=== Begin Enclosure ===

PR #3171, opened 2017-11-14
#3163: always fwrite in drush_print, instead of print. (backport)

douggreen:
Backport of https://github.com/drush-ops/drush/pull/3170. There are additional print statements in the 8.x branch. I am comparing them all against master, to see how it was handled there.

### DIFF
--- a/includes/output.inc
+++ b/includes/output.inc
@@ -26,13 +26,16 @@ use Drush\Log\LogLevel;
  * @param $newline
  *    Add a "\n" to the end of the output.  Defaults to TRUE.
  */
-function drush_print($message = '', $indent = 0, $handle = STDOUT, $newline = TRUE) {
+function drush_print($message = '', $indent = 0, $handle = NULL, $newline = TRUE) {
   $msg = str_repeat(' ', $indent) . (string)$message;
   if ($newline) {
     $msg .= "\n";
   }
   if (($charset = drush_get_option('output_charset')) && function_exists('iconv')) {
     $msg = iconv('UTF-8', $charset, $msg);
+  }
+  if (!$handle) {
+    $handle = STDOUT;
   }
   fwrite($handle, $msg);
 }
--- a/includes/output.inc
+++ b/includes/output.inc
@@ -26,7 +26,7 @@ use Drush\Log\LogLevel;
  * @param $newline
  *    Add a "\n" to the end of the output.  Defaults to TRUE.
  */
-function drush_print($message = '', $indent = 0, $handle = NULL, $newline = TRUE) {
+function drush_print($message = '', $indent = 0, $handle = STDOUT, $newline = TRUE) {
   $msg = str_repeat(' ', $indent) . (string)$message;
   if ($newline) {
     $msg .= "\n";
@@ -34,12 +34,7 @@ function drush_print($message = '', $indent = 0, $handle = NULL, $newline = TRUE
   if (($charset = drush_get_option('output_charset')) && function_exists('iconv')) {
     $msg = iconv('UTF-8', $charset, $msg);
   }
-  if (isset($handle)) {
-    fwrite($handle, $msg);
-  }
-  else {
-    print $msg;
-  }
+  fwrite($handle, $msg);
 }
 
 /**
--- a/commands/core/outputformat/html.tpl.php
+++ b/commands/core/outputformat/html.tpl.php
@@ -4,25 +4,25 @@
   <h3>Global Options (see `drush topic core-global-options` for the full list)</h3>
   <table><?php
     foreach ($global_options_rows as $key => $row) {
-      print '<tr>';
+      drush_print('<tr>');
       foreach ($row as $value) {
-        print  "<td>" . htmlspecialchars($value) . "</td>\n";
+        drush_print("<td>" . htmlspecialchars($value) . "</td>\n");
       }
-      print "</tr>\n";
+      drush_print("</tr>\n");
     } ?>
   </table>
   <h3>Command list</h3>
   <table><?php
     foreach ($input as $key => $command) {
-      print "  <tr><td><a href=\"#$key\">$key</a></td><td>" . $command['description'] . "</td></tr>\n";
+      drush_print("  <tr><td><a href=\"#$key\">$key</a></td><td>" . $command['description'] . "</td></tr>\n");
     } ?>
   </table>
 <h3>Command detail</h3>
 <dl><?php
       foreach ($input as $key => $command) {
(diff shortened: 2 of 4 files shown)


includes/output.inc
```diff
@@ -26,20 +26,15 @@ use Drush\Log\LogLevel;
  * @param $newline
  *    Add a "\n" to the end of the output.  Defaults to TRUE.
  */
-function drush_print($message = '', $indent = 0, $handle = NULL, $newline = TRUE) {
+function drush_print($message = '', $indent = 0, $handle = STDERR, $newline = TRUE) {
```
greg-1-anderson: I think `drush_print` should default to STDOUT. Switching to STDERR would be a backwards compatibility break.

greg-1-anderson:
`master` completely replaced a lot of Drush 8.x code. Just use `drush_print`, or call `fwrite` directly if it is not feasible or appropriate to call `drush_print`.

includes/output.inc
douggreen: Opps, sorry, I didn't intend to do that. This is what happens when you can't just ```git pick``` because branches have changed!

douggreen:
I'm replacing print with drush_print(). But wholesale changes like this have me nervous. Do tests run that will catch issues?

greg-1-anderson:
There are a lot of tests, but there is no guarentee that they will catch every regression. In instances like this, we can merge the PR to the 8.x branch and wait a while before tagging a release, to allow some time for breaking changes to be discovered.

We will also review your PR to see if anything is revealed through manual inspection.

Thanks for diving in here.

greg-1-anderson:
The transformations from `print` to `drush_print` here look safe.

douggreen:
Please wait to merge this. I couldn't test the master branch but I can test this branch. And I'm getting some local errors based on the way I'm assigning stdout here. We may need to change the parameter default back to NULL and do it in code.

douggreen:
I had thought the parameter assignment would just work, and if it didn't, that tests would pick it up.

douggreen:
ahh, I see why it doesn't work as a parameter default!
```
define('STDOUT', fopen('php://stdout', 'w'));
```

douggreen:
We don't want that.

greg-1-anderson:
Maybe:
```
if (!isset($handle)) {
    $handle = STDOUT;
}
```
I didn't look at the PR on `master` before Moshe merged it

greg-1-anderson:
Looks like this needs to be fixed in `master` too (STDOUT default parameter value).

douggreen:
See https://github.com/drush-ops/drush/pull/3172

greg-1-anderson:
The [PHP I/O streams documentation](http://php.net/manual/en/features.commandline.io-streams.php) says that STDOUT is an already-opened stream. Surely the fopen is called once, when the define is processed, and not every time the constant is referenced, right?

I tried:
```
php > $x = STDOUT;
PHP Notice:  Use of undefined constant STDOUT - assumed 'STDOUT' in php shell code on line 1
PHP Stack trace:
PHP   1. {main}() php shell code:0

Notice: Use of undefined constant STDOUT - assumed 'STDOUT' in php shell code on line 1

Call Stack:
    4.7210     352768   1. {main}() php shell code:0

php > function x() { static $x = 0; $x = $x + 1; return $x; }
php > print x();
1
php > print x();
2
php > print x();
3
php > define('foo', x());
php > print foo;
4
php > print foo;
4
```
So, although STDOUT isn't available in `php -a`, it seems that there should be just one STDOUT handle. I'm therefore unsure why you'd be running out of file handles.

douggreen:
Ok, I've tracked down why this is a problem. It's not the number of handles. It's backwards compatibility. drush_print_prompt() has a handle with a default of NULL and then it passes that to drush_print(). Since it passes a default, the file descriptor is NULL and and not STDOUT. We could fix all internal calls, sure, but I think for backwards compatibility with drush_print() we shouldn't change the default, and we should handle it in the function.

weitzman:
I think this is fixed now?

greg-1-anderson:
I think it would be beneficial to continue here. Even if Symfony is not checking the headers, we are at risk for any other code that might do so in the future. I therefore think it is better to use fwrite instead of print for any cli tool that may call library code intended to run in a browser, just as a matter of simple defensiveness (e.g. a contrib module with an init hook could break, etc. etc.).

douggreen:
I think this is the backport fix we want. I'm not sure why one of the builds failed.

m4olivei:
I see three themes in the error messages.

First example: https://travis-ci.org/drush-ops/drush/jobs/302251693
```
1) Unish\backendCase::testTarget
Failed asserting that '' starts with " Drush Version ".

/home/travis/build/drush-ops/drush/tests/backendTest.php:92
/home/travis/build/drush-ops/drush/tests/Unish/CommandUnishTestCase.php:332
/home/travis/build/drush-ops/drush/vendor/phpunit/phpunit/phpunit:52
```
Second example: https://travis-ci.org/drush-ops/drush/jobs/302251694
```
1) Unish\QueueCase::testQueue
Unexpected exit code 1 (expected 0) for command:
/home/travis/build/drush-ops/drush/drush --root=/tmp/drush-sandbox/web --uri=dev --nocolor queue-run aggregator_feeds --yes

Command stderr:
SQLSTATE[HY000]: General error: 1366 Incorrect string value:             [error]
'\xF0\x9F\x9B\xA0 I...' for column 'description' at row 1
Processed 0 items from the aggregator_feeds queue in 0.09 sec.         [warning]

/home/travis/build/drush-ops/drush/tests/Unish/CommandUnishTestCase.php:196
/home/travis/build/drush-ops/drush/tests/Unish/CommandUnishTestCase.php:303
/home/travis/build/drush-ops/drush/tests/queueTest.php:43
/home/travis/build/drush-ops/drush/tests/Unish/CommandUnishTestCase.php:332
/home/travis/build/drush-ops/drush/vendor/phpunit/phpunit/phpunit:52
```
Third example: https://travis-ci.org/drush-ops/drush/jobs/302251700
```
1) Unish\userCase::testUserLogin
Login returned a reset URL for uid 1 by default
Failed asserting that '' contains "/user/reset/1".

/home/travis/build/drush-ops/drush/tests/userTest.php:94
/home/travis/build/drush-ops/drush/tests/Unish/CommandUnishTestCase.php:332
/home/travis/build/drush-ops/drush/vendor/phpunit/phpunit/phpunit:52
```

weitzman:
Pretty sure we fixed this in https://github.com/drush-ops/drush/commit/a97c1d1f4df08e8ff2c13230f1f1c9a2599babef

=== End Enclosure ===

Exercise description. What lines above contain the word "code"? Please copy each one.

Response to the exercise.
`master` completely replaced a lot of Drush 8.x code. Just use `drush_print`, or call `fwrite` directly if it is not feasible or appropriate to call `drush_print`.
Please wait to merge this. I couldn't test the master branch but I can test this branch. And I'm getting some local errors based on the way I'm assigning stdout here. We may need to change the parameter default back to NULL and do it in code.
PHP Notice:  Use of undefined constant STDOUT - assumed 'STDOUT' in php shell code on line 1
PHP   1. {main}() php shell code:0
Notice: Use of undefined constant STDOUT - assumed 'STDOUT' in php shell code on line 1
    4.7210     352768   1. {main}() php shell code:0
I think it would be beneficial to continue here. Even if Symfony is not checking the headers, we are at risk for any other code that might do so in the future. I therefore think it is better to use fwrite instead of print for any cli tool that may call library code intended to run in a browser, just as a matter of simple defensiveness (e.g. a contrib module with an init hook could break, etc. etc.).
Unexpected exit code 1 (expected 0) for command:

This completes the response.